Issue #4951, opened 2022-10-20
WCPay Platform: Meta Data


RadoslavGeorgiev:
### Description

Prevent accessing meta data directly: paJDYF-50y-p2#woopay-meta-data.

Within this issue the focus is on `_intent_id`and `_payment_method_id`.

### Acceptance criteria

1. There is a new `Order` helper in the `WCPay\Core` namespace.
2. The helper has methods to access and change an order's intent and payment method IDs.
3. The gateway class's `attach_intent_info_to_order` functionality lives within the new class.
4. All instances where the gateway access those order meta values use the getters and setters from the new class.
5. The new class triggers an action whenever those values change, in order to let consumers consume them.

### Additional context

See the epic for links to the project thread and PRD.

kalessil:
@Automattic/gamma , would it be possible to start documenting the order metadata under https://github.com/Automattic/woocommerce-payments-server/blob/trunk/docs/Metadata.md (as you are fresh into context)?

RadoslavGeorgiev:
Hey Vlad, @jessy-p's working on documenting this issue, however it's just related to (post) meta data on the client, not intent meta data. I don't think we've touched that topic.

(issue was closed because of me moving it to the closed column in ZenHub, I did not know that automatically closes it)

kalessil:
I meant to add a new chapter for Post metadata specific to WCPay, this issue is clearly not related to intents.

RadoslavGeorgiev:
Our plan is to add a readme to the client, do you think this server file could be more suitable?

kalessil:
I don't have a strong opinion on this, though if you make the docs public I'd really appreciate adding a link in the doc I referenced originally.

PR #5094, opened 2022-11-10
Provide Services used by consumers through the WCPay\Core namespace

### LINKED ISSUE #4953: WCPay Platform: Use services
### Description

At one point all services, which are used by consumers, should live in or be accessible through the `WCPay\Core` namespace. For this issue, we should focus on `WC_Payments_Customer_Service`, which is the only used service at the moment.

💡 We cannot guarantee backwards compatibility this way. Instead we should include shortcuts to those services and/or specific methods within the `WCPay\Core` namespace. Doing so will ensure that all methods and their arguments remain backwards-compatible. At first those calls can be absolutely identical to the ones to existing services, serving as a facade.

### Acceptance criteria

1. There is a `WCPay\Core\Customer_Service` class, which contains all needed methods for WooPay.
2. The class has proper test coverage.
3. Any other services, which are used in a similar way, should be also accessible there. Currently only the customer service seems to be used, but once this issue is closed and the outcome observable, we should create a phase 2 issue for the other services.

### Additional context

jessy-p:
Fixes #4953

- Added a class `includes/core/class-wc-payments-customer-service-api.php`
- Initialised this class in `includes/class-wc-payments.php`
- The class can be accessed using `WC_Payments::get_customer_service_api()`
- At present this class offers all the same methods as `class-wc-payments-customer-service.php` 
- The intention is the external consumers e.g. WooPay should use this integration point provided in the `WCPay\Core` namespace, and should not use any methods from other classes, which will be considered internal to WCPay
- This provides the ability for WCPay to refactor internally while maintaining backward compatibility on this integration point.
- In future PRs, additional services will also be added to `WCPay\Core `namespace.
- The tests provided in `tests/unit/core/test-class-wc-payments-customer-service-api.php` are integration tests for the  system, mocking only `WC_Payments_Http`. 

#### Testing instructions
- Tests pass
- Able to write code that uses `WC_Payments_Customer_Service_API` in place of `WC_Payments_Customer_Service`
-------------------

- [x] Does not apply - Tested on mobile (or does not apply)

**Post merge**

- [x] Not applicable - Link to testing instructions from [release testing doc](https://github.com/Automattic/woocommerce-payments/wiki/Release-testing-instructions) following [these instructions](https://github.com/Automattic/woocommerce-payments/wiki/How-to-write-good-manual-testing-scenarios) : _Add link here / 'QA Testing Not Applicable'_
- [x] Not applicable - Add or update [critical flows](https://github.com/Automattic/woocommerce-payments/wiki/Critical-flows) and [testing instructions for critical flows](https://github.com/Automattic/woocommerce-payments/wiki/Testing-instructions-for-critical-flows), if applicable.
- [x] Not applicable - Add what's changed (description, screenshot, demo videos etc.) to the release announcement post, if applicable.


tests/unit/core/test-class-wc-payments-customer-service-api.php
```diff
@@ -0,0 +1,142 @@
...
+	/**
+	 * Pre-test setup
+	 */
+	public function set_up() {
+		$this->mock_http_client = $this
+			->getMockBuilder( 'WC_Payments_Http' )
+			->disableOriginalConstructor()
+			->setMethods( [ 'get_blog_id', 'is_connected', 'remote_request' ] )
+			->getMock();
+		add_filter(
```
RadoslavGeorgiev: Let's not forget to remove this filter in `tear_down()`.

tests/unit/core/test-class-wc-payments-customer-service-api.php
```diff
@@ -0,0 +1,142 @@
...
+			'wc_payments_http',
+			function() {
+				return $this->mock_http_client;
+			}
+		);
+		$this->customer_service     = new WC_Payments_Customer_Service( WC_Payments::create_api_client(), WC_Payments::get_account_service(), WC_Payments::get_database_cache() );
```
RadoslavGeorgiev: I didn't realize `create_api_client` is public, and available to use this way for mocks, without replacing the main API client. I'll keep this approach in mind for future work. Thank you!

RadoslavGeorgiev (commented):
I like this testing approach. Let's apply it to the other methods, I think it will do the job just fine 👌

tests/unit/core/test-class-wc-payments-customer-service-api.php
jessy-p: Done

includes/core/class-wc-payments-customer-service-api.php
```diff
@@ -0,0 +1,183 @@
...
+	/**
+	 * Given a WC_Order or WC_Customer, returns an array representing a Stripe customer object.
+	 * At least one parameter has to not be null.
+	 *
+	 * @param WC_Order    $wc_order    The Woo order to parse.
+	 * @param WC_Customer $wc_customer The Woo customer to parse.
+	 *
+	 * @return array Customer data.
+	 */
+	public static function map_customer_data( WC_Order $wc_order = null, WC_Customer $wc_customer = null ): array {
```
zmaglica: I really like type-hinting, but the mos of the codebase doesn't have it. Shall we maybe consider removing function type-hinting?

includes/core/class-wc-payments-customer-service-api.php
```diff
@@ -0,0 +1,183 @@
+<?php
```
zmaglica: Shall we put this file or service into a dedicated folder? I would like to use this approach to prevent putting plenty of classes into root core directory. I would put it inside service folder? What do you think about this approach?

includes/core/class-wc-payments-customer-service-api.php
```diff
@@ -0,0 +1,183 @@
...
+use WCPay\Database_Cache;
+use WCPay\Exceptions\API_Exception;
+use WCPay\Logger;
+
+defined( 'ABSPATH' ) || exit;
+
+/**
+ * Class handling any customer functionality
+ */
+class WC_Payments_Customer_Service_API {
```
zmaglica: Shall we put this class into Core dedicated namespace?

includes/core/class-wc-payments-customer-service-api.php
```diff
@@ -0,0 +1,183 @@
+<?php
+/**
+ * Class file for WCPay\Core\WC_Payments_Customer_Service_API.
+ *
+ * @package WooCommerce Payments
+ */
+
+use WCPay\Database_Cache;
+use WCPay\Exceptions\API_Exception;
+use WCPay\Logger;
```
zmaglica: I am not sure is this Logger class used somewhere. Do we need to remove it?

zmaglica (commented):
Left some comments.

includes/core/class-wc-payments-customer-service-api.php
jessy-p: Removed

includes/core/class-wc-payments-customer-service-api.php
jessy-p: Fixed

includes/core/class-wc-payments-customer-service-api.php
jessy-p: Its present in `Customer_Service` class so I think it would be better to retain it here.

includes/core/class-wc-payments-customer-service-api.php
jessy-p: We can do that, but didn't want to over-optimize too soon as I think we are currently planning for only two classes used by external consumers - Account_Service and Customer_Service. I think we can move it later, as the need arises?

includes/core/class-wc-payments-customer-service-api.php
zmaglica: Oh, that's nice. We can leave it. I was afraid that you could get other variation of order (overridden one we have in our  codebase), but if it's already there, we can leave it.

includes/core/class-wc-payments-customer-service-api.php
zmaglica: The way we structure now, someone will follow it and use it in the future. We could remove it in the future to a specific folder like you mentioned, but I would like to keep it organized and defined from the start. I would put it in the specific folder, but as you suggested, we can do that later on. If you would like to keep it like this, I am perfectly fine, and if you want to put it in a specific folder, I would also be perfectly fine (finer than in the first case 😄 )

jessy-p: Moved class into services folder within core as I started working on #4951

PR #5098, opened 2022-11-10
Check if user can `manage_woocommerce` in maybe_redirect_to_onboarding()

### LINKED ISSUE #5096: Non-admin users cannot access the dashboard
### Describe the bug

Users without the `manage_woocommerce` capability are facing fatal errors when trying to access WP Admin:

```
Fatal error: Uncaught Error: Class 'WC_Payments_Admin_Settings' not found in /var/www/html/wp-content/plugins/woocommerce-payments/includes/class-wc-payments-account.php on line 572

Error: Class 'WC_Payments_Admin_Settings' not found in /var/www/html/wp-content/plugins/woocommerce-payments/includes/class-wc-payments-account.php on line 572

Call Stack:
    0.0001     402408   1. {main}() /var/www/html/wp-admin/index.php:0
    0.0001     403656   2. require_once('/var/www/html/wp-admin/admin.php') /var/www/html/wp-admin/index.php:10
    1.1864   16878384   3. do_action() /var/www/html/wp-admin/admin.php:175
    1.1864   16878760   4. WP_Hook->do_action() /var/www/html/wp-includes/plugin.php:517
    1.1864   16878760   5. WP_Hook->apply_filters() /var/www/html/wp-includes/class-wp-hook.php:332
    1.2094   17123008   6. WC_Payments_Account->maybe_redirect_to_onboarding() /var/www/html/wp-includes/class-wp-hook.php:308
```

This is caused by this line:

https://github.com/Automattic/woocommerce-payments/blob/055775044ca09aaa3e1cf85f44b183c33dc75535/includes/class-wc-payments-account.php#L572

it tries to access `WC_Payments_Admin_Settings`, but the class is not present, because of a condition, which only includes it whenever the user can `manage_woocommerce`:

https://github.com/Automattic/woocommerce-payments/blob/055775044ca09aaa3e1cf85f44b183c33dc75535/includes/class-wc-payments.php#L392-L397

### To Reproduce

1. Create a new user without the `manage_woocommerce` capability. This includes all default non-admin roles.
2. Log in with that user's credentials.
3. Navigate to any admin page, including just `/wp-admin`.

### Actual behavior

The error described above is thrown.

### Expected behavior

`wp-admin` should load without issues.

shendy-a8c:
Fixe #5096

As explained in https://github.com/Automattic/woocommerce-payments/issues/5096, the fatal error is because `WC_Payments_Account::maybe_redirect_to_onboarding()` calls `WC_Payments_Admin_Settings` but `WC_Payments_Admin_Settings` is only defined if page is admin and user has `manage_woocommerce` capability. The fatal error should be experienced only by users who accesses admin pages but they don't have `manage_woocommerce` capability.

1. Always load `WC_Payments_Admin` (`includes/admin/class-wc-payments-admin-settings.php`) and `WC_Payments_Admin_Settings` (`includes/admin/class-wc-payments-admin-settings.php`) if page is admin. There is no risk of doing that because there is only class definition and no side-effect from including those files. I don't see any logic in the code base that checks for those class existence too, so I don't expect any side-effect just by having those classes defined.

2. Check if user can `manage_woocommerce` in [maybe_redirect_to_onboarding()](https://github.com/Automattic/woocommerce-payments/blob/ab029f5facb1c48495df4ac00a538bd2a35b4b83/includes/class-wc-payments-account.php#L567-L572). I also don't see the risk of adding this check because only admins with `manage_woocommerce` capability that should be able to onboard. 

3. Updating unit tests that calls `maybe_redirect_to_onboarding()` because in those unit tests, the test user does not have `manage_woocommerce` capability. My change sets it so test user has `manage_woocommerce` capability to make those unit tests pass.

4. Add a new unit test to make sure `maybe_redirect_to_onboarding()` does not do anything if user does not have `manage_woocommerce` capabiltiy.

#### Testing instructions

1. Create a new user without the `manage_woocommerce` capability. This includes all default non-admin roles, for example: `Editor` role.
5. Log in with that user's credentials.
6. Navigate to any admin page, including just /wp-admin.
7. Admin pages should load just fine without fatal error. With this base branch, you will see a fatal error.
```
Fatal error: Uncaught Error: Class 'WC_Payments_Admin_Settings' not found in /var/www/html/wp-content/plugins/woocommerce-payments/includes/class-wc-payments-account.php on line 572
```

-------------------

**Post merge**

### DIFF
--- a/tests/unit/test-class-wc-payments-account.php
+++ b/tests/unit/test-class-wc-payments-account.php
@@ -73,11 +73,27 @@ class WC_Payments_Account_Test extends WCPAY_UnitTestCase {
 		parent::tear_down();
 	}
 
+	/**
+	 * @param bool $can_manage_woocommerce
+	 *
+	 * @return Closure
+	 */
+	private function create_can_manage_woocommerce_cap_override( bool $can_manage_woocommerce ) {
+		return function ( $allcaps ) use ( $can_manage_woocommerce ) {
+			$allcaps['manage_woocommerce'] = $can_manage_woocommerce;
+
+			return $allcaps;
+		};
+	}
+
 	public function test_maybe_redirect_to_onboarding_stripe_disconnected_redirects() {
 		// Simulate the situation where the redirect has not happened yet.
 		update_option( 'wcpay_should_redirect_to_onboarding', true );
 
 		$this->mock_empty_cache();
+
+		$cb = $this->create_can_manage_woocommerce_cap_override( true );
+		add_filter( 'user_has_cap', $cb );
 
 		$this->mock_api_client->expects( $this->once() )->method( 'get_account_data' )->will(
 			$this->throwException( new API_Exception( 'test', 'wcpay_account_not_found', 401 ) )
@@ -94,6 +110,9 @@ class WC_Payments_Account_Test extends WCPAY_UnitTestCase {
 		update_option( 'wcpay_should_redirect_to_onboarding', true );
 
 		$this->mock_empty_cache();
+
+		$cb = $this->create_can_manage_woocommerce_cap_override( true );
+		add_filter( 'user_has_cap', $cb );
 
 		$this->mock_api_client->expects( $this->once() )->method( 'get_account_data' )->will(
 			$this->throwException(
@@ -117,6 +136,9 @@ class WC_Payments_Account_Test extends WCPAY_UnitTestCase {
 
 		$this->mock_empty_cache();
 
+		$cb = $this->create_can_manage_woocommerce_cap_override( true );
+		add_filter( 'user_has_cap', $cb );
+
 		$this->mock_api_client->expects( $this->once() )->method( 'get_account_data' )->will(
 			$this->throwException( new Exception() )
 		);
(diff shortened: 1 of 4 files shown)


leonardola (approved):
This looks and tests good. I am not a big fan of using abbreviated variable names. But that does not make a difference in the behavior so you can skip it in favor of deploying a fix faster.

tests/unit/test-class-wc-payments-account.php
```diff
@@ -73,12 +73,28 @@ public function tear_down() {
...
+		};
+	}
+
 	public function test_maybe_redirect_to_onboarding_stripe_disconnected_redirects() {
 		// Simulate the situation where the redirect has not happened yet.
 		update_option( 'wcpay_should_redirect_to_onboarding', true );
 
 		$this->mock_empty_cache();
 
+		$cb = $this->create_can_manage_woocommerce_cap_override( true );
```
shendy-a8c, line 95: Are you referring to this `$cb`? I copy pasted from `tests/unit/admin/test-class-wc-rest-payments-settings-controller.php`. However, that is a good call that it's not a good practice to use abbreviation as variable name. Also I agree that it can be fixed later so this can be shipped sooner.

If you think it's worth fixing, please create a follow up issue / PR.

• • • •

• [Work item]: Show each line of the listing that holds the string "allcaps".

• [Output for this exercise]:
+		return function ( $allcaps ) use ( $can_manage_woocommerce ) {
+			$allcaps['manage_woocommerce'] = $can_manage_woocommerce;
+			return $allcaps;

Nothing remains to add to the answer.